Eliminate the special medical debt exemption: Lenders are now able to access and utilize information regarding medical debt to determine credit eligibility, but the new regulation would eliminate this exception. Under some circumstances, lenders may still look at medical records that pertain to disability income or comparable benefits, in addition to records that are pertinent to the loan’s purpose.
In order to prevent creditors from taking medical debt into account, the proposed regulation would make it illegal for credit reporting organizations to include it on credit reports.
The proposed regulation outlaws the practice of using medical equipment, such as wheelchairs or prosthetic limbs, as security for loans and forcibly seizes these items from borrowers who default on their payments.

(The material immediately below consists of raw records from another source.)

PR #962, opened 2021-11-03
EVG-15731: Render repo settings pages

sophstad:
EVG-15731

### Description 
- Fetch repo data when either:
  - On a repo settings page (i.e. path includes an Object ID), or
  - Project's `useRepoSettings` field is true
- Propagate repoData and projectData to form
- Correctly rendering repo settings when a project is defaulting to repo will be handled in EVG-15643

### Testing 
- To preview with local data, visit http://localhost:3000/project/602d70a2b2373672ee493184/settings/general
- Will add integration tests as part of EVG-15643, in which the general settings page will be completed


src/components/ProjectSettingsTabs/GeneralTab.tsx
```diff
@@ -11,21 +11,26 @@ import { GeneralTabProps } from "./types";
...
+    repoData,
+  ]);
   usePopulateForm(initialFormState, tab);
 
   const onChange = useCallback(({ formData }) => updateForm(tab, formData), [
     updateForm,
   ]);
 
-  const { validDefaultLoggers } = data;
+  const validDefaultLoggers =
```
malikchaya2, line 32: should this be the reverse? first try to use the repodata and only use the project one if repo is empty?

sophstad: No, we want to use the project's value if it has been set and, if not, use the repo value. Ultimately though it doesn't matter for this field–it's very static data that is the [same in both places](https://github.com/evergreen-ci/evergreen/blob/main/graphql/resolvers.go#L414-L420).

malikchaya2: ah true and true.

malikchaya2 (approved):

src/pages/ProjectSettings.tsx
```diff
@@ -34,13 +37,30 @@ export const ProjectSettings: React.FC = () => {
...
     ProjectSettingsQueryVariables
   >(GET_PROJECT_SETTINGS, {
+    skip: isRepo,
     variables: { identifier },
   });
 
+  const repoRefId =
+    projectData?.projectSettings?.projectRef?.repoRefId || identifier;
+  const useRepoSettings =
+    projectData?.projectSettings?.projectRef?.useRepoSettings;
```
khelif96, line 54: nit. destructure the common portions of these 2 imports

src/pages/ProjectSettings.tsx
```diff
@@ -34,13 +37,30 @@ export const ProjectSettings: React.FC = () => {
...
+
+  const { data: repoData } = useQuery<
+    RepoSettingsQuery,
+    RepoSettingsQueryVariables
+  >(GET_REPO_SETTINGS, {
+    skip: useRepoSettings === false,
```
khelif96, line 60: does [useLazyQuery](https://www.apollographql.com/docs/react/data/queries/#manual-execution-with-uselazyquery) work here instead?

SupaJoon: I think this query will always be dispatched since the initial render value of useRepoSettings will be undefined

SupaJoon: adjusting line 53 to  `const useRepoSettings = projectData?.projectSettings?.projectRef?.useRepoSettings ?? false` could prevent this

SupaJoon (approved):

src/pages/ProjectSettings.tsx
sophstad: I think since both of these variables require optional chaining, any attempt to use destructuring ends up being messier than this.

khelif96 (approved):

PR #963, opened 2021-11-03
EVG-15735 Create Loading Row component for History Table

minnakt:
[EVG-15735](https://jira.mongodb.org/browse/EVG-15735)

### Description 
This PR adds a visual loading state for rows of the history table that haven't loaded yet. There are no Figma designs for this component, so any requests for visual changes are appreciated.

### Screenshots
https://user-images.githubusercontent.com/47064971/140196186-4f0326db-c0f6-4147-b3d7-d25391f42a6c.mov

### Testing 
 - Ran existing tests


minnakt:
There are no Figma designs for this loading state, so any comments/requests to change the design are appreciated! I also played around with something like this, but given that there don't seem to be spinners in any other part of Spruce, it didn't seem to fit.

https://user-images.githubusercontent.com/47064971/140195794-e525606f-dd84-4595-98bc-d4929a46c337.mov

src/components/HistoryTable/row/LoadingRow.tsx
```diff
@@ -0,0 +1,23 @@
...
+interface LoadingRowProps {
+  numVisibleCols: number;
+}
+export const LoadingRow: React.FC<LoadingRowProps> = ({ numVisibleCols }) => (
+  <>
+    <LabelCellContainer>
+      <Skeleton active title={false} paragraph={{ rows: 3 }} />
+    </LabelCellContainer>
+    {Array.from(Array(numVisibleCols)).map(() => (
+      <LoadingCell key={`loading_row_${uuid()}`} />
```
minnakt, line 15: I added `uuid` to the key here because I was concerned that there would be multiple duplicate keys for these cells
Maybe there is a better way to do this 🤔

khelif96: uuid will change the key on every render and isn't useful as a key. You will be better off using the array index as the key in this case. Since we are rendering the same element every time it would be ok.

khelif96 (approved):
Just had 1 comment this looks awesome! 🔥

PR #967, opened 2021-11-05
EVG-13226: Remove logo from navbar

SupaJoon:
[EVG-13226](https://jira.mongodb.org/browse/EVG-13226)

It's not really easy to see the alignment improvement from a screenshot since it's just a few pixels so it's best if ya'll run it locally.  

Update: We decided to remove the logo in the last design sync.
Screen Shot 2021-11-11 at 3 14 47 PM


src/components/Header/Navbar.tsx
```diff
@@ -89,6 +89,7 @@ const StyledNav = styled.nav`
 const Logo = styled.div`
   display: flex;
   align-items: center;
+  margin-top: -3px;
```
khelif96, line 92: now the logo isn't centered in the nav. :/

khelif96 (changes requested):
I would push back on the need to do this ticket.
Both the logo and the nav items technically are centered relative to the nav. They just  don't appear centered relative to each other because they have different font-sizes and are positioned near each other. 

If you give them both the same font weight and size they are centered perfectly.
image

There is a hack that will allow you to center the nav  items with the logo. Even with different font sizes. You can give the nav items the same `line-height` as the logo and they will be centered automatically with the same positioning as the logo. But like i said i feel  that it's a bit of a hack. But i think its better than manually fine tuning the margins of the elements to get them to align perfectly.

SupaJoon:
I moved this ticket into waiting to get feedback from design on whether we need the logo text at all.

khelif96 (approved):
Can we add some analytics to the other nav items. Just to understand what people are clicking?

SupaJoon:
> Can we add some analytics to the other nav items. Just to understand what people are clicking?

I created another ticket for this since it will require some modifications to Header/Dropdown.tsx
https://jira.mongodb.org/browse/EVG-15850

PR #969, opened 2021-11-08
EVG-14385 Prevent restarting commit queue tasks from the UI

minnakt:
[EVG-14385](https://jira.mongodb.org/browse/EVG-14385)

### Description 
This PR makes it so that a user cannot `Schedule` or `Restart` tasks if the patch is on the commit queue by disabling those buttons.

### Screenshots
https://user-images.githubusercontent.com/47064971/140812011-8f1a40d5-b175-4624-8147-a5fd49e42077.mov

### Testing 
- Modified e2e tests that no longer pass due to disabling the `Schedule` and `Restart` buttons

### Evergreen PR 
- evergreen-ci/evergreen/pull/5171


SupaJoon:
I just restarted the e2e_test task since it was aborted

src/gql/generated/types.ts
```diff
@@ -1318,6 +1318,7 @@ export type Task = {
   /** @deprecated version is deprecated. Use versionMetadata instead. */
   version: Scalars["String"];
   versionMetadata: Version;
+  patch?: Maybe<Patch>;
 };
```
minnakt, line 1322: Fix; `patch` field doesn't obey alphabetical order

khelif96 (changes requested):

src/pages/Task.tsx
```diff
@@ -66,10 +66,14 @@ export const Task: React.FC = () => {
     annotation,
     latestExecution,
     versionMetadata,
+    patch,
```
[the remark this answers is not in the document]
minnakt: Sounds good! It won't work locally because I think the requester fields in the database are incorrect for the one patch on the commit queue, but it should work for deployed version (I'll check once with `yarn prod` once I can find a patch on a commit queue...)

minnakt:
Tested with `yarn prod` on a patch that was on commit queue for `mongodb-mongo-master`

Screen Shot 2021-11-10 at 3 29 20 PM
:

src/pages/Task.tsx
```diff
@@ -103,6 +107,7 @@ export const Task: React.FC = () => {
         }
         buttons={
           <ActionButtons
+            isPatchOnCommitQueue={isPatchOnCommitQueue}
             canAbort={canAbort}
             canRestart={canRestart}
```
khelif96, line 112: Instead of adding another prop could we just update the existing props? 
`canRestart={!isPatchOnCommitQueue && canRestart}`

minnakt: yes! done! Checked with `yarn prod` that it still works.

khelif96 (approved):

src/types/commits.ts
```diff
@@ -17,3 +17,5 @@ export enum ChartTypes {
   Absolute = "absolute",
   Percentage = "percentage",
 }
+
+export const commitQueueRequester = "merge_test";
```
khelif96, line 21: we have a constants directory. I think this should live in one of the files there.

khelif96 (approved):
Apart from my comment LGTM

PR #970, opened 2021-11-08
EVG-15809: Utilize mci-project-cookie and SpruceConfig to load default Project Health project

SupaJoon:
[EVG-15809](https://jira.mongodb.org/browse/EVG-15809)

### Description 
Utilize mci-project-cookie and then the GetSpruceConfig query to load the appropriate waterfall project when navigating to /commits

### DIFF
--- a/src/constants/cookies.ts
+++ b/src/constants/cookies.ts
@@ -4,3 +4,4 @@ export const SUBSCRIPTION_METHOD = "subscription-method";
 export const getNotificationTriggerCookie = (type: string) =>
   `${type}-notification-trigger`;
 export const SLACK_NOTIFICATION_BANNER = "has-closed-slack-banner";
+export const CURRENT_PROJECT = "mci-project-cookie";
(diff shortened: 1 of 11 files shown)


src/constants/cookies.ts
```diff
@@ -0,0 +1,7 @@
+export const HIDE_FEEDBACK = "HIDE_FEEDBACK";
```
khelif96, line 1: Great IDEA

khelif96 (approved):

src/constants/cookies.ts
```diff
@@ -0,0 +1,7 @@
...
+export const ANNOUNCEMENT_TOAST = "announcement-toast";
+export const SUBSCRIPTION_METHOD = "subscription-method";
+export const getNotificationTriggerCookie = (type: string) =>
+  `${type}-notification-trigger`;
+export const SLACK_NOTIFICATION_BANNER = "has-closed-slack-banner";
+export const CURRENT_PROJECT = "mci-project-cookie";
```
sophstad, line 7: Tiny nit but probably can drop the "-cookie" since we don't use that pattern in the others
```suggestion
export const CURRENT_PROJECT = "mci-project";
```

sophstad (approved):

src/constants/cookies.ts
SupaJoon: I actually meant to reuse the cookie that we use on the legacy waterfall: https://github.com/evergreen-ci/evergreen/blob/main/service/middleware.go#L26

PR #976, opened 2021-11-09
EVG-15796: Linkify CommitChartLabel

SupaJoon:
[EVG-15796](https://jira.mongodb.org/browse/EVG-15796)

### Description 
The githash links to the version page and the Jira ticket links to Jira
Screen Shot 2021-11-09 at 5 21 43 PM
Screen Shot 2021-11-09 at 5 22 23 PM


src/components/CommitChartLabel/index.tsx
```diff
@@ -12,25 +21,37 @@ interface Props {
...
+    GetSpruceConfigQueryVariables
+  >(GET_SPRUCE_CONFIG);
+  const jiraHost = configData?.spruceConfig?.jira?.host;
 
   return (
     <LabelContainer data-cy="commit-label">
       <LabelText>
-        {githash.substr(0, 6)} {shortDate(createDate)}
+        <StyledRouterLink to={getVersionRoute(versionId)}>
+          {githash.substring(0, 6)}
```
sophstad, line 47: Based on a [quick search](https://github.com/evergreen-ci/spruce/search?q=%22substring%22) it looks like we're shortening git hashes somewhat inconsistently across Spruce. Is there a particular reason to use a 5-character hash here? If not, it may be nice to standardize (the [default is 7 characters](https://git-scm.com/book/en/v2/Git-Tools-Revision-Selection#_short_sha_1), fwiw). This may just make sense as a followup ticket!

sophstad (approved):

src/components/CommitChartLabel/index.tsx
SupaJoon: Good point. It seems like we show hash lengths are between 5-7 characters in various parts of our app. I will ask in the design sync whether we should just stick with one length.

SupaJoon: I will change this to 5 for now since that's what we currently have in the legacy ui labels.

In September 2023, the Consumer Financial Protection Bureau (CFPB) started the regulation process that we see today with the intention of reducing the impact of medical debt on credit reports and putting a stop to abusive debt collection methods. Along with a bulletin on the No Surprises Act to educate debt collectors and credit reporting agencies of their legal obligations under that law, the Consumer Financial Protection Bureau issued a study in 2022 detailing the far-reaching and crippling consequences of medical debt.

Take a look at the new regulation, Regulation V, which prohibits medical information from being shared between creditor and consumer reporting agencies, that was introduced today.

Take a look at the Non-Official Guideline for the Ban on Creditors and Consumer Reporting Agencies Handling Health Records Regulation V.

By August 12, 2024, all comments must be submitted.

Find out more about the CFPB’s efforts to address medical debt and the Credit Reporting Requirements.

Complaints about financial goods or services, as well as credit reporting, may be sent to the Consumer Financial Protection Bureau (CFPB) at their website or by dialing (855) 411-CFPB (2372).

Send information about what you know to [email protected] if you think your employer has broken federal laws meant to safeguard consumers’ financial information.